• [Task statement]:
Extract the entries in their exact form.

-------

PR #3278, opened 2022-10-20
feat(TDC): Add support for transactions entity subscription to config

enochtangg:
This PR is responsible for adding support for the `TransactionsSubscription` to move into config. For some context, the original `PluggableEntitySubscription` only inherited from `SessionsSubscription`. This is because we did not want config to support inheritance. However, this becomes an issue we begin to migrate the Transactions entity subscription. Since the TransactionsSubscription inherits from something different we need to add support for this. There were a few options that were considered:

* Create a separate pluggable entity which supports a different base class
* Dynamic inheritance with using `type()` in `__new__()` of `PluggableEntitySubscription`
* Encode subscription into the Entity itself.

For the purpose of this task, creating a separate pluggable entity subscription class seemed like a quick/easiest approach (future work would be to eliminate entity subscriptions altogether and embed into entity?).

As a result, this PR contains the following changes:
* Added additional pluggable entity subscription class which inherits the necessary classes that `TransactionsSubscription` requires.
* Added field in config file called `type: [simple | complex]` which allows user to configure which base class to use.
* Created two new top level classes: `SimpleEntitySubscription` and `ComplexEntitySubscription`
* Refactored all entity subscriptions to inherit from these two classes (previously a bunch of them were inheriting from the SessionsSubscription).

### DIFF
--- a/snuba/datasets/configuration/entity_subscription_builder.py
+++ b/snuba/datasets/configuration/entity_subscription_builder.py
@@ -1,12 +1,13 @@
 import logging
-from typing import Type
+from typing import Type, Union
 
 import sentry_sdk
 
 from snuba.datasets.configuration.json_schema import V1_ENTITY_SUBSCIPTION_SCHEMA
 from snuba.datasets.configuration.loader import load_configuration_data
 from snuba.datasets.entity_subscriptions.pluggable_entity_subscription import (
-    PluggableEntitySubscription,
+    PluggableEntitySubscriptionComplex,
+    PluggableEntitySubscriptionSimple,
 )
 
 logger = logging.getLogger("snuba.entity_subscriptions_builder")
@@ -14,18 +15,29 @@ logger = logging.getLogger("snuba.entity_subscriptions_builder")
 
 def build_entity_subscription_from_config(
     file_path: str,
-) -> Type[PluggableEntitySubscription]:
+) -> Type[Union[PluggableEntitySubscriptionComplex, PluggableEntitySubscriptionSimple]]:
     config = load_configuration_data(
         file_path, {"entity_subscription": V1_ENTITY_SUBSCIPTION_SCHEMA}
     )
+
     with sentry_sdk.start_span(
         op="build", description=f"Entity Subscription: {config['name']}"
     ):
+        # Default to simple entity subscription
+        PluggableEntitySubscription: Type[
+            Union[PluggableEntitySubscriptionComplex, PluggableEntitySubscriptionSimple]
+        ] = PluggableEntitySubscriptionSimple
+
+        if "type" in config and config["type"] == "complex":
+            PluggableEntitySubscription = PluggableEntitySubscriptionComplex
+
         PluggableEntitySubscription.name = config["name"]
-        PluggableEntitySubscription.MAX_ALLOWED_AGGREGATIONS = config[
-            "max_allowed_aggregations"
-        ]
-        PluggableEntitySubscription.disallowed_aggregations = config[
-            "disallowed_aggregations"
-        ]
-        return PluggableEntitySubscription
+        if "max_allowed_aggregations" in config:
+            PluggableEntitySubscription.MAX_ALLOWED_AGGREGATIONS = config[
+                "max_allowed_aggregations"
+            ]
+        if "disallowed_aggregations" in config:
+            PluggableEntitySubscription.disallowed_aggregations = config[
+                "disallowed_aggregations"
+            ]
+    return PluggableEntitySubscription
--- a/snuba/datasets/entity_subscriptions/entity_subscription.py
+++ b/snuba/datasets/entity_subscriptions/entity_subscription.py
@@ -62,9 +62,17 @@ class EntitySubscriptionValidation:
             NoTimeBasedConditionValidator(entity.required_time_column).validate(query)
 
 
-class SessionsSubscription(EntitySubscriptionValidation, EntitySubscription):
-    MAX_ALLOWED_AGGREGATIONS: int = 2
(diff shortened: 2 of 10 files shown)


lynnagara (changes requested):
I'm not sure that classifying all entity subscriptions as `complex` of `simple` is the right way to go, nor does it seem like an intuitive user experience for end users to be picking one of these options. If the simple one is so much easier why can't we just treat it as the basic case of the "complex" pluggable entity subscription, which seems like it should be able to handle all cases.

snuba/datasets/configuration/entity_subscription_builder.py
```diff
@@ -1,31 +1,43 @@
...
+
     with sentry_sdk.start_span(
         op="build", description=f"Entity Subscription: {config['name']}"
     ):
+        # Default to simple entity subscription
+        PluggableEntitySubscription: Type[
+            Union[PluggableEntitySubscriptionComplex, PluggableEntitySubscriptionSimple]
+        ] = PluggableEntitySubscriptionSimple
+
+        if "type" in config and config["type"] == "complex":
```
evanh, line 31: I don't think we need this check or the `type` field. If the configuration has one of the `aggregations` fields below, we know it's complex. Otherwise it's simple.

snuba/datasets/entity_subscriptions/entity_subscription.py
```diff
@@ -62,9 +62,17 @@ def validate_query(self, query: Union[CompositeQuery[Entity], Query]) -> None:
             NoTimeBasedConditionValidator(entity.required_time_column).validate(query)
 
 
-class SessionsSubscription(EntitySubscriptionValidation, EntitySubscription):
-    MAX_ALLOWED_AGGREGATIONS: int = 2
+class SimpleEntitySubscription(EntitySubscriptionValidation, EntitySubscription):
```
evanh, line 65: This will be controversial, but I don't think you need to change this file at all. The new `Pluggable` class you added can inherit from the `TransactionsSubscription` class and the other one can inherit from `SessionsSubscription` like it does now.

-------

• [Answer to this exercise]:
PR #3278, opened 2022-10-20
feat(TDC): Add support for transactions entity subscription to config

enochtangg:
This PR is responsible for adding support for the `TransactionsSubscription` to move into config. For some context, the original `PluggableEntitySubscription` only inherited from `SessionsSubscription`. This is because we did not want config to support inheritance. However, this becomes an issue we begin to migrate the Transactions entity subscription. Since the TransactionsSubscription inherits from something different we need to add support for this. There were a few options that were considered:

* Create a separate pluggable entity which supports a different base class
* Dynamic inheritance with using `type()` in `__new__()` of `PluggableEntitySubscription`
* Encode subscription into the Entity itself.

For the purpose of this task, creating a separate pluggable entity subscription class seemed like a quick/easiest approach (future work would be to eliminate entity subscriptions altogether and embed into entity?).

As a result, this PR contains the following changes:
* Added additional pluggable entity subscription class which inherits the necessary classes that `TransactionsSubscription` requires.
* Added field in config file called `type: [simple | complex]` which allows user to configure which base class to use.
* Created two new top level classes: `SimpleEntitySubscription` and `ComplexEntitySubscription`
* Refactored all entity subscriptions to inherit from these two classes (previously a bunch of them were inheriting from the SessionsSubscription).

### DIFF
--- a/snuba/datasets/configuration/entity_subscription_builder.py
+++ b/snuba/datasets/configuration/entity_subscription_builder.py
@@ -1,12 +1,13 @@
 import logging
-from typing import Type
+from typing import Type, Union
 
 import sentry_sdk
 
 from snuba.datasets.configuration.json_schema import V1_ENTITY_SUBSCIPTION_SCHEMA
 from snuba.datasets.configuration.loader import load_configuration_data
 from snuba.datasets.entity_subscriptions.pluggable_entity_subscription import (
-    PluggableEntitySubscription,
+    PluggableEntitySubscriptionComplex,
+    PluggableEntitySubscriptionSimple,
 )
 
 logger = logging.getLogger("snuba.entity_subscriptions_builder")
@@ -14,18 +15,29 @@ logger = logging.getLogger("snuba.entity_subscriptions_builder")
 
 def build_entity_subscription_from_config(
     file_path: str,
-) -> Type[PluggableEntitySubscription]:
+) -> Type[Union[PluggableEntitySubscriptionComplex, PluggableEntitySubscriptionSimple]]:
     config = load_configuration_data(
         file_path, {"entity_subscription": V1_ENTITY_SUBSCIPTION_SCHEMA}
     )
+
     with sentry_sdk.start_span(
         op="build", description=f"Entity Subscription: {config['name']}"
     ):
+        # Default to simple entity subscription
+        PluggableEntitySubscription: Type[
+            Union[PluggableEntitySubscriptionComplex, PluggableEntitySubscriptionSimple]
+        ] = PluggableEntitySubscriptionSimple
+
+        if "type" in config and config["type"] == "complex":
+            PluggableEntitySubscription = PluggableEntitySubscriptionComplex
+
         PluggableEntitySubscription.name = config["name"]
-        PluggableEntitySubscription.MAX_ALLOWED_AGGREGATIONS = config[
-            "max_allowed_aggregations"
-        ]
-        PluggableEntitySubscription.disallowed_aggregations = config[
-            "disallowed_aggregations"
-        ]
-        return PluggableEntitySubscription
+        if "max_allowed_aggregations" in config:
+            PluggableEntitySubscription.MAX_ALLOWED_AGGREGATIONS = config[
+                "max_allowed_aggregations"
+            ]
+        if "disallowed_aggregations" in config:
+            PluggableEntitySubscription.disallowed_aggregations = config[
+                "disallowed_aggregations"
+            ]
+    return PluggableEntitySubscription
--- a/snuba/datasets/entity_subscriptions/entity_subscription.py
+++ b/snuba/datasets/entity_subscriptions/entity_subscription.py
@@ -62,9 +62,17 @@ class EntitySubscriptionValidation:
             NoTimeBasedConditionValidator(entity.required_time_column).validate(query)
 
 
-class SessionsSubscription(EntitySubscriptionValidation, EntitySubscription):
-    MAX_ALLOWED_AGGREGATIONS: int = 2
(diff shortened: 2 of 10 files shown)


lynnagara (changes requested):
I'm not sure that classifying all entity subscriptions as `complex` of `simple` is the right way to go, nor does it seem like an intuitive user experience for end users to be picking one of these options. If the simple one is so much easier why can't we just treat it as the basic case of the "complex" pluggable entity subscription, which seems like it should be able to handle all cases.

snuba/datasets/configuration/entity_subscription_builder.py
```diff
@@ -1,31 +1,43 @@
...
+
     with sentry_sdk.start_span(
         op="build", description=f"Entity Subscription: {config['name']}"
     ):
+        # Default to simple entity subscription
+        PluggableEntitySubscription: Type[
+            Union[PluggableEntitySubscriptionComplex, PluggableEntitySubscriptionSimple]
+        ] = PluggableEntitySubscriptionSimple
+
+        if "type" in config and config["type"] == "complex":
```
evanh, line 31: I don't think we need this check or the `type` field. If the configuration has one of the `aggregations` fields below, we know it's complex. Otherwise it's simple.

snuba/datasets/entity_subscriptions/entity_subscription.py
```diff
@@ -62,9 +62,17 @@ def validate_query(self, query: Union[CompositeQuery[Entity], Query]) -> None:
             NoTimeBasedConditionValidator(entity.required_time_column).validate(query)
 
 
-class SessionsSubscription(EntitySubscriptionValidation, EntitySubscription):
-    MAX_ALLOWED_AGGREGATIONS: int = 2
+class SimpleEntitySubscription(EntitySubscriptionValidation, EntitySubscription):
```
evanh, line 65: This will be controversial, but I don't think you need to change this file at all. The new `Pluggable` class you added can inherit from the `TransactionsSubscription` class and the other one can inherit from `SessionsSubscription` like it does now.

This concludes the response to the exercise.